October 2019
tl;dr: Mono 3DOD by estimating pose and shape of vehicles and render-and-compare loss.
3DOD is critical for prediction and path planning. However 3D ground truth is hard to obtain. 3D RCNN only needs 2D annotation (depth and semantic segmeantion). It also need accurate intrinsics/extrinsics to make it work.
This video seems to stem from the concept of this video of PASCAL 3D
First learn the low-dimensional space from CAD models for each subtype. PCA is used. But AutoEncoder seems also OK, such as RoI10D which are heavily inspired by this work and seems more practical.
Analysis by synthesis: Estimate the shape, pose and size parameters of the cars, and render (synthesize) the scene. Then the mask and depth map are compared with ground truth to generate loss.
The shape and pose are weakly supervised and arise from end-to-end training.
- Estimate 2D bbox, 3D center projected on 2D from RoIAligned features. Estimate shape and pose with RoIAligned feature concatenated with the intrinsics of virtual RoI camera.
- Latent space of car shapes
- The authors argue that it is hard to predict 3D property such as shape and pose from RoIAligned features. --> RoI10D did use the RoIAligned features.
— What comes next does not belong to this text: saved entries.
PR #303, opened 2016-09-29
fixes #14036,#16722 - use plugin hook for subnet smart proxy

timogoebel:
This needs https://github.com/theforeman/foreman/pull/3904

PR #325, opened 2017-01-17
Fixes #18106 - include host common filters

lzap:
Host common filters were removed due to

http://projects.theforeman.org/issues/17706

but proper fix was to include the `BelongsToProxies` concern. This was done in

http://projects.theforeman.org/issues/16722

So in this patch I am putting the filters back. Katello plugin and facet
building mechanism needs to access attributes.


Seemone:
I will test this tomorrow 2017/01/18

dLobatog:
@lzap Thanks - I'm not understanding why this PR needed if this change was merged https://github.com/theforeman/foreman_discovery/pull/303/files#diff-319f0a9a9c2e1f456b56db13685f460dR4 ?

PR #327, opened 2017-02-24
add API route to rename hostname without triggering conversion to ManagedHost

isratrade:


isratrade:
This feature is needed for the stand-alone [fusor-server](https://github.com/fusor/fusor-server) project that only uses API's and doesn't use a foreman plugin to extend models or controllers.

lzap:
Thanks, we need a test for this.

lzap:
@isratrade if you want this in 1.15 (which is a milestone release) push today please.

isratrade:
@lzap, this PR is no longer needed for the [fusor](https://github.com/fusor/fusor-ember-cli/) project I was working in. If you still feel it is worthwhile to the community, I will write a test.

lzap:
Thanks that'd be helpful if you can get to this. Just one positive integration test is fine.

ohadlevy:
@lzap which usage case does this solve? Can't we always do a put and change the name?

lzap:
We can, closing.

- Improved multi-bin loss: weighted sum of bin center by confidence score, and L1 loss. This way there is no need to regress for the residual like the deep3dbox.
- Render and compare uses operation of CUDA-OPENGL, and seems quite engineering heavy to make this work.
- 3D dataset with pose estimation
- Pascal 3D
- multiview car dataset: cars on turntable
- PCA is simple and efficient, but RoI10D reported degeneracy of PCA models and favors 3D auto-encoder.